Graylog: Data mapping issues

How to resolve Graylog index data mapping problems

👋 Welcome to the Stackhero documentation!

Stackhero offers a ready-to-use Graylog cloud solution that provides a host of benefits, including:

  • Unlimited and dedicated SMTP email server included.
  • Effortless updates with just a click.
  • Customizable domain name secured with HTTPS (for example, https://logs.your-company.com).
  • Optimal performance and robust security powered by a private and dedicated VM.

Save time and simplify your life: it only takes 5 minutes to try Stackhero's Graylog cloud hosting solution!

A frequent issue in Graylog involves data mapping conflicts, which can result in failed indexing attempts. You may encounter this problem if you see logs similar to the following:

ElasticsearchException[Elasticsearch exception [type=mapper_parsing_exception, reason=failed to parse field [level] of type [long] in document with id '34fd4d11-36ed-11f0-afc9-0242ac140002'. Preview of field's value: 'error']]; nested: ElasticsearchException[Elasticsearch exception [type=illegal_argument_exception, reason=For input string: "error"]];

This issue is caused by OpenSearch's dynamic mapping feature. Dynamic mapping automatically determines the data type of each field based on the first document written to an index. Once this data type is set, it becomes "locked in", and any subsequent document containing a different data type for that field will be rejected, resulting in a mapper parsing exception.

When a new index is created, the first document defines the index mapping. For example, if the document contains a "level" field with a value of 3 (a numeric value), OpenSearch sets the data type for "level" to "long" (a numeric type). If a later document sent to Graylog contains the "level" field with the value "error" (a string), it will be rejected because the data type does not match the one initially set. This triggers a mapper_parsing_exception error with the reason failed to parse field [level] of type [long] in document with id 'xxx'.

This issue can occur with any field if data types are inconsistent across documents.

To resolve this issue, you have two options:

The ideal solution is to standardize the data types used for fields across all systems sending data to Graylog. For example, make sure the "level" field is always sent as either a string (such as "error", "warn", etc.) or always as a number (3, 4, etc.). This consistency prevents mapping conflicts and ensures all documents are ingested correctly.

If standardizing data types across all systems is not possible, you can use Graylog's pipelines to convert data types upon receipt. Pipelines allow you to define rules that transform data based on specific conditions.

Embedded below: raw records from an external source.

PR #830, opened 2026-09-10
Fix external SAFE signature bindings and date verification

stevenobiajulu:
External fills now bind administrative fields in anchored signature paragraphs and verify date fields using the same display formatting as the renderer. This enables the SAFE investor name/title and both notice blocks without modifying the licensed source DOCX.

Validation rejects malformed boundaries, duplicate targets, missing anchors, and unknown fields. Both new runtime capabilities are declared. Template content remains upstream in UseJunior/legal-explainer (issue #2621); this PR supplies its runtime support.

Validation: build, full lint, and catalog validation pass. The full suite passed 1,785 tests initially with 25 timeout failures under concurrent load; all failing cases passed serial retries. Fable independently approved after 475 tests, a build, and a real YC SAFE fill: all 16 supplied fields used, no warnings, source SHA unchanged.

Known nonblocking follow-up from Fable: validation dry-runs bindings against the raw document whereas runtime binds after cleaning. The SAFE clean step is a no-op, verified byte-for-byte; transformed external templates should align those stages before adding bindings.

### DIFF
--- a/integration-tests/external-validation-negative.test.ts
+++ b/integration-tests/external-validation-negative.test.ts
@@ -78,6 +78,31 @@ function createFixture(): { dir: string; docxBuffer: Buffer; docxSha: string } {
 }
 
 describe('validateExternal negative scenarios', () => {
+  it('rejects invalid signature-binding structure and nonunique real document anchors', () => {
+    const {dir} = createFixture();
+    const bytes = buildDocx('START</w:t></w:r></w:p><w:p><w:r><w:t>Name:');
+    writeFileSync(join(dir, 'template.docx'), bytes);
+    writeMetadata(dir, createHash('sha256').update(bytes).digest('hex'));
+    writeFileSync(join(dir, 'replacements.json'), JSON.stringify({'[Company Name]': '{company_name}'}));
+    const binding = {label: 'Name:', field: 'company_name', expected_matches: 1, insert_after_label: true, preserve_following_tabs: true};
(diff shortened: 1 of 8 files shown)


stevenobiajulu:
## Post-merge smoke passed

Merged and built from `b4c7a02d5edb0dda5945f11140eadac38e0b0391` in an isolated worktree.

- Clean TypeScript build and full lint passed.
- Full suite: 1,813 tests passed; 7 intentional skips (144 passing files).
- Actual YC SAFE source filled through the merged external pipeline with all 16 supplied fields, 17 fill commands, and no warnings. The original DOCX SHA-256 remains `185d24f5bcf13acdf1419bf1d420771088da5dea3b3f3e0cdc7fa5df643649c4`.
- Post-merge DOCX rendered to PDF; investor printed name/title and both notice address/email blocks are present. Longer addresses wrap on the source's pre-existing underline layout; fields are not lost.
- Advisory gate audited: 13 pass, 0 warn/error/skipped.

Runtime is merged. Canonical SAFE metadata/bindings are being delivered separately from UseJunior/legal-explainer; this does not claim that content projection or an npm release is already live.

Local evidence: `/tmp/observed-safe-smoke-tests.log`, `/tmp/observed-safe-smoke-real-fill.log`, `/tmp/observed-safe-smoke-render/signatures.png`.

Cleanup deferred while the upstream content PR still uses this engine worktree for cross-repository fill verification.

To implement this solution:

  • Go to "System" > "Pipelines" in the Graylog web interface.
  • Click "Add new pipeline" to create a new pipeline.
  • Define rules to convert the "level" field (or other fields) to the desired data type. For example, you can convert numeric levels to their corresponding string representations (such as 3 to "error", 4 to "warning", etc.).

This approach ensures that all incoming data matches the expected data types, preventing mapping conflicts.

For advanced users, Graylog allows you to view and manually adjust index mappings:

  • Go to "System" > "Indices" in the Graylog web interface.
  • Select the relevant index.
  • Navigate to "Configuration" > "Configure index field types" to view or modify the field mappings.

However, manual changes should be made with caution, as incorrect mappings can lead to further ingestion issues.